The string "Removes" appears in some lines of the entries that follow; copy each such line.

Dataset extract: Begin

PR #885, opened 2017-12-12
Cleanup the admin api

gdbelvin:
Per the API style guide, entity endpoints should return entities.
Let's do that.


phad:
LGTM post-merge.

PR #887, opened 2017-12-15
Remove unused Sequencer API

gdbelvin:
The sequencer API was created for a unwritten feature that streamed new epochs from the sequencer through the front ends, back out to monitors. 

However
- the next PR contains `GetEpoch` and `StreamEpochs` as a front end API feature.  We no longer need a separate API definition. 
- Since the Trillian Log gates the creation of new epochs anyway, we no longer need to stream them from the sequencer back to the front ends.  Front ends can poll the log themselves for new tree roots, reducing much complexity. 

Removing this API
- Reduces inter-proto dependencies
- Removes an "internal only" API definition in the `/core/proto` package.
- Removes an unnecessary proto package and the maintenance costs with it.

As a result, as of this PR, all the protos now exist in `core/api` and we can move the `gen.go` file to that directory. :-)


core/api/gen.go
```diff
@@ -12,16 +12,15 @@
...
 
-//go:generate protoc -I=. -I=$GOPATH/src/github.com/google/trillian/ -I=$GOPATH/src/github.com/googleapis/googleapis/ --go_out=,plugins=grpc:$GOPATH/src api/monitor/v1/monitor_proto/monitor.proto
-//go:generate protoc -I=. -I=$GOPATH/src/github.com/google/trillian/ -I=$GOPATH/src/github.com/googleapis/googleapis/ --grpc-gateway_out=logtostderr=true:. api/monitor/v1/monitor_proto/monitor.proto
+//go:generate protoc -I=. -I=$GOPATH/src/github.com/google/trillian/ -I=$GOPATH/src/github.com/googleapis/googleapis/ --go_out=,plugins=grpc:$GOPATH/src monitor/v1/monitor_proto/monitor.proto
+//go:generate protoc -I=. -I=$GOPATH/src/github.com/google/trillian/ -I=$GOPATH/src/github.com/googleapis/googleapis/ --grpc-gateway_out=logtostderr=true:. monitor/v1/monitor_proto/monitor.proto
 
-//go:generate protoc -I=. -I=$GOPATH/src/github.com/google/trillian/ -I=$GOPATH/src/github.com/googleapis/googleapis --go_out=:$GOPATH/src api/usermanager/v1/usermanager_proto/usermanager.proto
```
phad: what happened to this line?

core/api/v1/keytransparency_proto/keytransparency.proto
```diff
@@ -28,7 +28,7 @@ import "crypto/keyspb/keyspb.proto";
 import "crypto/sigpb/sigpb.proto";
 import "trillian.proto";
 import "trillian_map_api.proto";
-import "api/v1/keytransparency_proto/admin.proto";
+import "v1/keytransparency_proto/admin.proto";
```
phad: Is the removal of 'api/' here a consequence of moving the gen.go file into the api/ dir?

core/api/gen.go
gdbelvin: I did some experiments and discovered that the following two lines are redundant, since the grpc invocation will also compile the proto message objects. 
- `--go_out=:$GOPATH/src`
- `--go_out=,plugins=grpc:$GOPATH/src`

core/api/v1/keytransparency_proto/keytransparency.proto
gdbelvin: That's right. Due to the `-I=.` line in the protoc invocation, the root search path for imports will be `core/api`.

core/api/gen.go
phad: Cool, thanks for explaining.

Dataset extract: End
Dataset extract: Begin

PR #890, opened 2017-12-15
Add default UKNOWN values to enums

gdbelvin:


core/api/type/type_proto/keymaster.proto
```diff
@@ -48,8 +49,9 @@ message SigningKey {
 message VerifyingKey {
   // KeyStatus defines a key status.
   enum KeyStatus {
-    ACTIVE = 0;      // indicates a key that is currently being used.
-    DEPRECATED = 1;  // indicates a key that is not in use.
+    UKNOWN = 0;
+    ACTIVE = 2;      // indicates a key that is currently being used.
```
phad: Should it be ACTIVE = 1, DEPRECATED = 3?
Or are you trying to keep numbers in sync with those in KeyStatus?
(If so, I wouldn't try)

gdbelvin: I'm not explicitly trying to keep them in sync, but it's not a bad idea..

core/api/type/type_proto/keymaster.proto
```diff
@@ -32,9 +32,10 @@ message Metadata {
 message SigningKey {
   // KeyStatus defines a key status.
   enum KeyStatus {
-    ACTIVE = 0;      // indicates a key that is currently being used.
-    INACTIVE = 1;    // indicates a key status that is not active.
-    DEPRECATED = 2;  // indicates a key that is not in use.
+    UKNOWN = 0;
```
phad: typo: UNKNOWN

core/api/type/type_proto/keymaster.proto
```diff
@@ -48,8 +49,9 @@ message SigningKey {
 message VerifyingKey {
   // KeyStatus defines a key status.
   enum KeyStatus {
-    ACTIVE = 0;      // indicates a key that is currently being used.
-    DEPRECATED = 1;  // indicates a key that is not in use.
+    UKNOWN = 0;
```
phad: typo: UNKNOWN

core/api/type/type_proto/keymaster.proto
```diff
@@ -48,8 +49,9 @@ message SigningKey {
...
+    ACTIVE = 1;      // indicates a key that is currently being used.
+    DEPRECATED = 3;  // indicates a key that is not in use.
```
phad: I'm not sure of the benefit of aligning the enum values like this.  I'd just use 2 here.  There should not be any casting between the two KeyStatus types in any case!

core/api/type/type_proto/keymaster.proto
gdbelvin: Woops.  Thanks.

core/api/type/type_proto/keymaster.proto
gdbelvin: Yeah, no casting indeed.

Dataset extract: End

Answer for this exercise |
- Removes an "internal only" API definition in the `/core/proto` package.
- Removes an unnecessary proto package and the maintenance costs with it.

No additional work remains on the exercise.